:: Data section

PR #3, opened 2022-04-08
WIP: Feature/bd28

patrickskowronekdkfz:
This PR brings a new script that adds a basic auth user to the environment. Changed traefik to use environment variable instead of file

### DIFF
--- a/lib/add_bc_user.sh
+++ b/lib/add_bc_user.sh
@@ -1,15 +1,29 @@
 #!/bin/bash -e
 
 echo "This script add's a user with password to the bridghead"
+
+if [ $# -eq 0 ]; then
+    echo "No arguments provided, please provide the prject name"
+    exit 1
+fi
+
+if [ ! -f /etc/systemd/system/bridgehead@$1.service.d/override.conf ]; then
+    echo "Please create a Service first, with setup-bridgehead-units.sh"
+    exit
+fi
+
 read -p 'Username: ' bc_user
 read -sp 'Password: ' bc_password
 
-echo 
+echo
 
-bc=$(docker run --rm -ti xmartlabs/htpasswd $bc_user $bc_password)
 
-if [ -z $bc_auth_users ]; then
-    printf "Please run: export bc_auth_users=\"%q\"" $bc
-else
-    echo "Please run: export bc_auth_users=\"${bc},$bc_auth_users\""
+bc=`docker run --rm -it httpd:latest htpasswd -nb $bc_user $bc_password`
+
+if grep -q -E "Environment=bc_auth_users=" /etc/systemd/system/bridgehead@$1.service.d/override.conf ; then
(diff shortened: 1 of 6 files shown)


lib/add_bc_user.sh
```diff
@@ -0,0 +1,15 @@
...
+echo "This script add's a user with password to the bridghead"
+read -p 'Username: ' bc_user
+read -sp 'Password: ' bc_password
+
+echo 
+
+bc=$(docker run --rm -ti xmartlabs/htpasswd $bc_user $bc_password)
+
+if [ -z $bc_auth_users ]; then
+    printf "Please run: export bc_auth_users=\"%q\"" $bc
```
torbrenner, line 12: Please move this to /etc/systemd/system/bridgehead@\.service.d/xxx.conf
Otherwise the password and user would be lost after system restart.

lib/add_bc_user.sh
```diff
@@ -0,0 +1,15 @@
+#!/bin/bash -e
+
+echo "This script add's a user with password to the bridghead"
+read -p 'Username: ' bc_user
+read -sp 'Password: ' bc_password
+
+echo 
+
+bc=$(docker run --rm -ti xmartlabs/htpasswd $bc_user $bc_password)
```
torbrenner, line 9: Please use https://hub.docker.com/_/httpd?tab=tags instead of xmartlabs/htpasswd

torbrenner (changes requested):

lib/add_bc_user.sh
patrickskowronekdkfz: Fixed

lib/add_bc_user.sh
```diff
@@ -1,15 +1,29 @@
 #!/bin/bash -e
 
 echo "This script add's a user with password to the bridghead"
+
+if [ $# -eq 0 ]; then
+    echo "No arguments provided, please provide the prject name"
```
torbrenner, line 6: typo: prject -> project

lib/add_bc_user.sh
```diff
@@ -1,15 +1,29 @@
...
+fi
+
 read -p 'Username: ' bc_user
 read -sp 'Password: ' bc_password
 
-echo 
+echo
+
+
+bc=`docker run --rm -it httpd:latest htpasswd -nb $bc_user $bc_password`
```
torbrenner, line 21: Short question about the naming: what is the meaning behind "bc"?

torbrenner (changes requested):

lib/add_bc_user.sh
patrickskowronekdkfz: basic_user

lib/add_bc_user.sh
patrickskowronekdkfz: Fixed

::::

■ Instructions for the task
This task calls for every entry above to be transcribed exactly.

■ Problem solution
PR #3, opened 2022-04-08
WIP: Feature/bd28

patrickskowronekdkfz:
This PR brings a new script that adds a basic auth user to the environment. Changed traefik to use environment variable instead of file

### DIFF
--- a/lib/add_bc_user.sh
+++ b/lib/add_bc_user.sh
@@ -1,15 +1,29 @@
 #!/bin/bash -e
 
 echo "This script add's a user with password to the bridghead"
+
+if [ $# -eq 0 ]; then
+    echo "No arguments provided, please provide the prject name"
+    exit 1
+fi
+
+if [ ! -f /etc/systemd/system/bridgehead@$1.service.d/override.conf ]; then
+    echo "Please create a Service first, with setup-bridgehead-units.sh"
+    exit
+fi
+
 read -p 'Username: ' bc_user
 read -sp 'Password: ' bc_password
 
-echo 
+echo
 
-bc=$(docker run --rm -ti xmartlabs/htpasswd $bc_user $bc_password)
 
-if [ -z $bc_auth_users ]; then
-    printf "Please run: export bc_auth_users=\"%q\"" $bc
-else
-    echo "Please run: export bc_auth_users=\"${bc},$bc_auth_users\""
+bc=`docker run --rm -it httpd:latest htpasswd -nb $bc_user $bc_password`
+
+if grep -q -E "Environment=bc_auth_users=" /etc/systemd/system/bridgehead@$1.service.d/override.conf ; then
(diff shortened: 1 of 6 files shown)


lib/add_bc_user.sh
```diff
@@ -0,0 +1,15 @@
...
+echo "This script add's a user with password to the bridghead"
+read -p 'Username: ' bc_user
+read -sp 'Password: ' bc_password
+
+echo 
+
+bc=$(docker run --rm -ti xmartlabs/htpasswd $bc_user $bc_password)
+
+if [ -z $bc_auth_users ]; then
+    printf "Please run: export bc_auth_users=\"%q\"" $bc
```
torbrenner, line 12: Please move this to /etc/systemd/system/bridgehead@\.service.d/xxx.conf
Otherwise the password and user would be lost after system restart.

lib/add_bc_user.sh
```diff
@@ -0,0 +1,15 @@
+#!/bin/bash -e
+
+echo "This script add's a user with password to the bridghead"
+read -p 'Username: ' bc_user
+read -sp 'Password: ' bc_password
+
+echo 
+
+bc=$(docker run --rm -ti xmartlabs/htpasswd $bc_user $bc_password)
```
torbrenner, line 9: Please use https://hub.docker.com/_/httpd?tab=tags instead of xmartlabs/htpasswd

torbrenner (changes requested):

lib/add_bc_user.sh
patrickskowronekdkfz: Fixed

lib/add_bc_user.sh
```diff
@@ -1,15 +1,29 @@
 #!/bin/bash -e
 
 echo "This script add's a user with password to the bridghead"
+
+if [ $# -eq 0 ]; then
+    echo "No arguments provided, please provide the prject name"
```
torbrenner, line 6: typo: prject -> project

lib/add_bc_user.sh
```diff
@@ -1,15 +1,29 @@
...
+fi
+
 read -p 'Username: ' bc_user
 read -sp 'Password: ' bc_password
 
-echo 
+echo
+
+
+bc=`docker run --rm -it httpd:latest htpasswd -nb $bc_user $bc_password`
```
torbrenner, line 21: Short question about the naming: what is the meaning behind "bc"?

torbrenner (changes requested):

lib/add_bc_user.sh
patrickskowronekdkfz: basic_user

lib/add_bc_user.sh
patrickskowronekdkfz: Fixed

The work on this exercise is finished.